We assess whether AI agents remain within their commissioned bounds using calibrated measurement under stated assumptions.
Autonomous AI agents — systems that take actions, call tools, and make sequential decisions without human approval at each step — are entering regulated workflows in finance, healthcare, and critical infrastructure.
The failure mode is new. These systems can drift outside their intended operating scope without triggering any alert. They are susceptible to adversarial manipulation that redirects behaviour while outputs continue to look normal. And they compound errors through sequential decisions, where small deviations amplify into large ones before anyone notices.
Current risk management relies on alignment — training the agent to behave and trusting it to follow its own rules. The failure mode of the safety mechanism is correlated with the failure mode of the agent.
We do not ask the nuclear reactor if it is safe. We measure the neutron flux with external sensors.
The tools currently used to manage AI agent behaviour were not built to produce the kind of evidence that governance in regulated settings requires. Each addresses a real need, but none provides independent measurement with calibrated error control and structured evidence for review.
The agent evaluates its own outputs. The failure mode of the check is correlated with the failure mode of the agent. If the agent drifts, its self-assessment drifts with it.
A second language model evaluates the first. This is still a semantic judgement made by the same class of system. It shares the same blindspots and is susceptible to the same adversarial inputs.
Pattern matching and content classifiers applied to inputs and outputs. These help constrain known-bad patterns, but they have no sequential awareness. They cannot detect drift, compounding error, or behavioural change across a multi-step workflow.
Pre-deployment testing that characterises capability at a point in time. Valuable for development, but says nothing about runtime behaviour once the agent is operating in production.
Latency, error rates, and token counts tracked against fixed cutoffs. These provide operational visibility, but they carry no formal evidence properties — no calibrated error control, no sequential validity, no structured evidence for review.
A human reviews agent decisions at defined checkpoints. This does not scale to high-throughput agentic workflows, and without independent measurement the reviewer inherits the same information gap as the agent.
Governance in regulated settings calls for an independent measurement layer: non-semantic, externally instrumented, calibrated under stated assumptions, and designed to produce structured evidence for review. That is the kind of measurement layer CARF is built to provide.
The PRA's SS1/23, the EU AI Act's high-risk obligations from 2026, and the FCA's Mills Review all point toward continuous monitoring, independent validation, and clearer governance of agentic AI in regulated settings.

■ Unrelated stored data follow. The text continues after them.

PR #105, opened 2022-01-12
Stop optimizer execution on `KeyboardInterrupt`

### LINKED ISSUE #104: Trying to stop a looped optimization does not work as expected

### Expected behavior

When running a for loop that is iterating over the Optimizer (e.g. to sweep through a parameter and find an optimal circuit), if I want to interrupt the program (I tried in Spyder or in Jupyter notebook), the whole program should stop. That is, the loop should stop, not just the current iteration of the loop.

### Actual behavior

Only the optimization in the current iteration of the loop stops, and the next iteration of the loop begins.

### Reproduces how often

100%

### System information

```shell
Mr Mustard: a differentiable bridge between phase space and Fock space.
Copyright 2018-2021 Xanadu Quantum Technologies Inc.

Python version:            3.8.12
Platform info:             Windows-10-10.0.19042-SP0
Installation path:         C:\Users\Xanadu\.conda\envs\mmenv\lib\site-packages\mrmustard
Mr Mustard version:        0.1.1
Numpy version:             1.21.4
Numba version:             0.53.1
Scipy version:             1.7.3
The Walrus version:        0.17.0
TensorFlow version:        2.7.0
Torch version:             None
```

### Source code

```shell
from mrmustard.lab import Dgate, Attenuator, Vacuum, Coherent
from mrmustard.utils.training import Optimizer

D = Dgate(x = 0.1, y = -0.5, x_trainable=True, y_trainable=True)
L = Attenuator(transmissivity=0.5)

def cost_fn_eucl():
    state_out = Vacuum(1) >> D >> L
    return 1 - fidelity(state_out, Coherent(0.1, 0.5))

# The for loop is the important part. The exact circuit is irrelevant.
for _ in range(10):
    opt = Optimizer(symplectic_lr=0.1, euclidean_lr=0.01)
    opt.minimize(cost_fn_eucl, by_optimizing=[D])
```

### Tracebacks

_No response_

### Additional information

```shell
You need to try to stop the code while the for loop is running.
```

sduquemesa:
**Context:**
When running a `for` loop that is iterating over the `Optimizer` sending a `KeyboardInterrupt` signal (e. g., `ctrl/cmd + c`) does not stop the program execution but only the current iteration of the loop.

The execution will gracefully stop, meaning no traceback will be printed to the user. To do this a helper class `StopExecution` inheriting from `Exception` is implemented overriding the `_render_traceback_` method in order not to print a traceback.

**Benefits:**
`ctrl/cmd + c` while on a optimization loop stops the execution of the program.

**Possible Drawbacks:**
This will not restore the parameters to the previous values, i. e. the values before any optimization step was performed. 

**Related GitHub Issues:** 
Resolves #104

### DIFF
--- a/mrmustard/utils/training.py
+++ b/mrmustard/utils/training.py
@@ -12,10 +12,12 @@
 # See the License for the specific language governing permissions and
 # limitations under the License.
 
+from logging import Logger
 import numpy as np
 from scipy.linalg import expm
 from mrmustard.types import *
 from mrmustard.utils import graphics
+from mrmustard.logger import create_logger
 from mrmustard.math import Math
 
 math = Math()
@@ -38,6 +40,7 @@ class Optimizer:
         self.orthogonal_lr: float = orthogonal_lr
         self.euclidean_lr: float = euclidean_lr
         self.opt_history: List[float] = [0]
+        self.log = create_logger(__name__)
 
     def minimize(
         self, cost_fn: Callable, by_optimizing: Sequence[Trainable], max_steps: int = 1000
@@ -73,9 +76,10 @@ class Optimizer:
                     update_euclidean(params["euclidean"], grads["euclidean"], self.euclidean_lr)
                     self.opt_history.append(cost)
                     bar.step(math.asnumpy(cost))
-        except KeyboardInterrupt as e:  # graceful exit
-            print("KeyboardInterrupt: Stopping execution...")
-            raise StopExecution from e
+        except KeyboardInterrupt:  # graceful exit
+            raise self.OptimizerInterruptedError(
+                "Stopping optimizer execution...", self.log
+            ) from None
 
     def should_stop(self, max_steps: int) -> bool:
         r"""Returns ``True`` if the optimization should stop (either because the loss is stable or because the maximum number of steps is reached)."""
@@ -86,16 +90,19 @@ class Optimizer:
                 sum(abs(self.opt_history[-i - 1] - self.opt_history[-i]) for i in range(1, 20))
                 < 1e-6
             ):
-                print("Loss looks stable, stopping here.")
+                self.log.info("Loss looks stable, stopping here.")
                 return True
         return False
 
+    class OptimizerInterruptedError(Exception):
+        """A helper class to quietly stop execution without printing a traceback."""
 
-class StopExecution(Exception):
-    """A helper class to quietly stop execution without printing a traceback."""
+        def __init__(self, message: str, logger: Logger) -> None:
+            super().__init__()
+            logger.info(message)
 
-    def _render_traceback_(self):
-        pass
+        def _render_traceback_(self):
+            pass
 
 
 # ~~~~~~~~~~~~~~~~~
--- a/mrmustard/utils/training.py
+++ b/mrmustard/utils/training.py
@@ -77,9 +77,8 @@ class Optimizer:
                     self.opt_history.append(cost)
                     bar.step(math.asnumpy(cost))
         except KeyboardInterrupt:  # graceful exit
-            raise self.OptimizerInterruptedError(
-                "Stopping optimizer execution...", self.log
-            ) from None
+            logger.info("Optimizer execution halted due to keyboard interruption.")
+            raise self.OptimizerInterruptedError() from None
 
     def should_stop(self, max_steps: int) -> bool:
         r"""Returns ``True`` if the optimization should stop (either because the loss is stable or because the maximum number of steps is reached)."""
@@ -97,9 +96,8 @@ class Optimizer:
     class OptimizerInterruptedError(Exception):
         """A helper class to quietly stop execution without printing a traceback."""
 
-        def __init__(self, message: str, logger: Logger) -> None:
+        def __init__(self) -> None:
             super().__init__()
-            logger.info(message)
 
         def _render_traceback_(self):
             pass
--- a/mrmustard/utils/training.py
+++ b/mrmustard/utils/training.py
@@ -73,8 +73,9 @@ class Optimizer:
                     update_euclidean(params["euclidean"], grads["euclidean"], self.euclidean_lr)
                     self.opt_history.append(cost)
                     bar.step(math.asnumpy(cost))
-        except KeyboardInterrupt:  # graceful exit
-            return
+        except KeyboardInterrupt as e:  # graceful exit
+            print("KeyboardInterrupt: Stopping execution...")
+            raise StopExecution from e
 
     def should_stop(self, max_steps: int) -> bool:
         r"""Returns ``True`` if the optimization should stop (either because the loss is stable or because the maximum number of steps is reached)."""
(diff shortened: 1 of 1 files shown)


mrmustard/utils/training.py
```diff
@@ -73,8 +73,9 @@ def minimize(
                     update_euclidean(params["euclidean"], grads["euclidean"], self.euclidean_lr)
                     self.opt_history.append(cost)
                     bar.step(math.asnumpy(cost))
-        except KeyboardInterrupt:  # graceful exit
-            return
+        except KeyboardInterrupt as e:  # graceful exit
+            print("KeyboardInterrupt: Stopping execution...")
+            raise StopExecution from e
```
thisac, line 78: I'm not sure if this is the best way to do this. It's not that "graceful" of an exit, since another error is simply raised from the `KeyboradInterrupt` error. I get a:
```
~/miniforge3/envs/mm/lib/python3.9/site-packages/IPython/core/ultratb.py in stb2text(self, stb)
   1281     def stb2text(self, stb):
   1282         """Convert a structured traceback (a list) to a string."""
-> 1283         return self.tb_join_char.join(stb)
   1284 
   1285 

TypeError: can only join an iterable
```
with the
```
~/Repos/mrmustard/mrmustard/utils/training.py in minimize(self, cost_fn, by_optimizing, max_steps)
     77             print("KeyboardInterrupt: Stopping execution...")
---> 78             raise StopExecution from e
     79 

StopExecution: 

During handling of the above exception, another exception occurred:
```
much higher up, and the `"KeyboardInterrupt: Stopping execution..."` basically out-of-sight.

thisac: Some other possible options:
* Simply remove the try-except block and thus raise the first `KeyboardInterrupt` error.
* Use `raise SystemExit("KeyboardInterrupt: Stopping execution...")` (or `sys.exit("KeyboardInterrupt: Stopping execution...")`), although I'm not sure about this one, since it'll basically work like the current solution.
* Have `minimize` return a status (e.g., a "finished" bool, or a status message, e.g., "success", "failed", "break") which then needs to be used in the outer for-loop:
```python
# The for loop is the important part. The exact circuit is irrelevant.
for _ in range(10):
    opt = Optimizer(symplectic_lr=0.1, euclidean_lr=0.01)
    status = opt.minimize(cost_fn_eucl, by_optimizing=[D])
    if status == "break":
        break
```
I find the latter perhaps the nicest solution, although it wouldn't solve the posted issue directly, but rather change the accepted syntax.

elib20: Are there any advantages to having the "graceful exit"? I'm fine with an error being printed when I use KeyboardInterrupt.

thisac: The usual reasons for having a graceful exit is to be able to keep running code after the exit has been made, e.g., the example you had where the loop kept running even though a `KeyboardInterrupt` was raised (if that would have been advantageous). I reckon an example where this could be used is when you wish to abort an optimization but still keep the the data/minimized value(s) up to that point, to be able to save or plot it. Potentially useful if it's a long optimization and you don't want to discard the results just because it hasn't finished yet.

josh146: @thisac could this be solved by having 

```python
except KeyboardInterrupt:
    raise OptimizerInterruptedError("some message") from None
```

from what I recall, the `from None` suppresses the previous traceback.

On another note, it is always best practice not to include hardcoded `print` statements in libraries, since they are not configurable by users. I suggest either changing it to an error message, or using a `logger`.

thisac: Thanks @josh146. I think that might be the best solution here.

sduquemesa: Thanks all for your comments!

sduquemesa:
@thisac, I have implemented a logger for Mr Mustard as suggested by @josh146. This implied adding tests for the logger module, the same we use in strawberry fields. Can you please review them?

The test added here solve the issue of failing assertions when running `pytest` directly (as also experienced on strawberry fields). After review we can add this very same tests to SF to solve the issue there as well.

sduquemesa:
@thisac, I have implemented a logger for Mr Mustard on PR #107. For the changes applied here to work it is required to merge the logger implementation first.

sduquemesa:
I believe this is ready for a last round of review before merging 🚀

mrmustard/utils/training.py
```diff
@@ -74,7 +77,9 @@ def minimize(
                     self.opt_history.append(cost)
                     bar.step(math.asnumpy(cost))
         except KeyboardInterrupt:  # graceful exit
-            return
+            raise self.OptimizerInterruptedError(
+                "Stopping optimizer execution...", self.log
```
thisac, line 81: Perhaps rewording this slightly since it's now an exception message instead of a printed statement. For example, "Optimizer execution halted due to keyboard interruption", or something similar.

mrmustard/utils/training.py
```diff
@@ -85,10 +90,20 @@ def should_stop(self, max_steps: int) -> bool:
...
 
+    class OptimizerInterruptedError(Exception):
+        """A helper class to quietly stop execution without printing a traceback."""
+
+        def __init__(self, message: str, logger: Logger) -> None:
+            super().__init__()
+            logger.info(message)
+
+        def _render_traceback_(self):
+            pass
```
thisac, line 105: Is this actually needed when raising exception from `None`? 🤔

mrmustard/utils/training.py
```diff
@@ -85,10 +90,20 @@ def should_stop(self, max_steps: int) -> bool:
...
+                self.log.info("Loss looks stable, stopping here.")
                 return True
         return False
 
+    class OptimizerInterruptedError(Exception):
+        """A helper class to quietly stop execution without printing a traceback."""
+
+        def __init__(self, message: str, logger: Logger) -> None:
+            super().__init__()
+            logger.info(message)
```
thisac, line 102: What's the reason to put the logging inside of the exception initialization? Would it perhaps make more sense to have the logging where the exception is raised instead?

mrmustard/utils/training.py
sduquemesa: Raising from `None` still raises a traceback which is quite uninformative since the `KeyboardInterrup` exception is swallowed by raising `None`. The empty [`_render_traceback_`](https://ipython.readthedocs.io/en/stable/config/integrating.html#custom-exception-tracebacks) avoids this traceback to be printed out on ipy-interpreters, hence giving a less clumped message when stopping execution.

mrmustard/utils/training.py
sduquemesa: Agree!

mrmustard/utils/training.py
sduquemesa: No good reason indeed. It does make more sense to have the logging where you suggest 🤓

thisac (approved):
Looks good! Missing a changelog entry (and I realized it's missing for the logger implementation as well). 🙂 

I wonder why the tests don't seem to be finishing. Should it take 2+ hours, really? 🤔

These frameworks raise the same question: how do you demonstrate that your monitoring has formal evidence properties — not just thresholds and dashboards, but calibrated measurement with known error control and structured evidence for review?

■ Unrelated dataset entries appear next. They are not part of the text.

PR #107, opened 2022-01-17
Implement `logger`

sduquemesa:
**Context:**
Modules on Mr Mustard use  `print` statements instead of a `logger` that is configurable by the user.

This PR implements a logger to be used on Mr Mustard

**Benefits:**
`print` statements are not configurable by users whereas `logger` can be configured by the application using Mr Mustard.

### DIFF
--- a/tests/test_logger.py
+++ b/tests/test_logger.py
@@ -140,11 +140,9 @@ class TestLoggerIntegration:
         there were not other configurations made."""
 
         logger = create_logger(module.__name__)
-        stream_name = re.search(r"[0-9]", logger.handlers[0].stream.name).group()
-
         assert len(logger.handlers) == 1
         # checks if stream is stderr (stream name for stderr is 8 or 9, whereas stdout 6 or 7)
-        assert stream_name in ["8", "9"]
+        assert logger.handlers[0].stream.fileno() in [8, 9]
 
     @pytest.mark.parametrize("module", modules_contain_logging)
     def test_custom_logger_before_mm_logger_with_higher_level(self, module):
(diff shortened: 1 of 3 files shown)


tests/test_logger.py
```diff
@@ -0,0 +1,170 @@
...
+    def test_default_mm_logger(self, module):
+        """Tests that stderr is set for the MM logger by default as stream if
+        there were not other configurations made."""
+
+        logger = create_logger(module.__name__)
+        stream_name = re.search(r"[0-9]", logger.handlers[0].stream.name).group()
+
+        assert len(logger.handlers) == 1
+        # checks if stream is stderr (stream name for stderr is 8 or 9, whereas stdout 6 or 7)
+        assert stream_name in ["8", "9"]
```
thisac, line 147: Seems like the same can be achieved by using the `fileno()` method, instead of applying a regex to find the stream name. Couldn't find any details regarding that method, though, so I'm not exactly sure exactly what it's supposed to do.

```suggestion
        assert len(logger.handlers) == 1
        # checks if stream is stderr (stream name for stderr is 8 or 9, whereas stdout 6 or 7)
        assert logger.handlers[0].stream.fileno() in [8, 9]
```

That is the question CARF is designed to answer.
CARF is a runtime assurance framework built from four components. Current status: the core statistical engine is implemented and tested internally, with no external statistical dependencies; pilot deployments and reference integrations are the current focus.
Runtime traces flow in through AMBA. TED converts them into calibrated statistical evidence. CYRL evaluates that evidence against the commissioned operating scope and maintains a live validity state. ARIC2 records the whole chain for audit.

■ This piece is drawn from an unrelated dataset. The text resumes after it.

PR #111, opened 2022-01-26
Improve pylint score of Mr Mustard

sduquemesa:
**Context:**
Mr Mustard uses `pylint` for code quality checking.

Pre-production. Observe only. Collecting baseline.
Calibration conditions hold. Autonomy permitted within commissioned scope.
Drift detected. Evidence accumulating. Recalibration queued.
Statistical contract broken. Conservative posture. Human review under deployment policy.
When the basis for assurance weakens, the framework degrades to a more conservative posture and emits evidence for review.
A versioned, deployment-specific document defining the boundary within which monitoring assumptions hold.
Four states, logged transitions, explicit triggers.
A record linking runtime observations, state changes, and policy actions. Structured, reproducible evidence from the same trace and decision rules.
What was observed, what the measurements showed, and how to integrate assurance going forward.
CARF connects those records to commissioning, monitoring, and evidence. The vendor provides the telemetry. CARF adds calibrated measurement. The customer gets both.
Identify the AI workflow to be assessed. Document what it does, what systems it touches, and the assumptions under which it should operate.
Gather traces, tool calls, event logs, and policy context from the systems already running the workflow.
Build the calibrated measurement infrastructure for this specific deployment and its operating assumptions.
When conditions change or assumptions weaken, produce structured evidence linking observations to state changes.
Any material change to the stratum may void the calibration and trigger re-commissioning.
The methodology is defined. Core statistical components are implemented and tested in a self-contained internal engine. Work is focused on selected pilot deployments and reference integrations for defined workflows.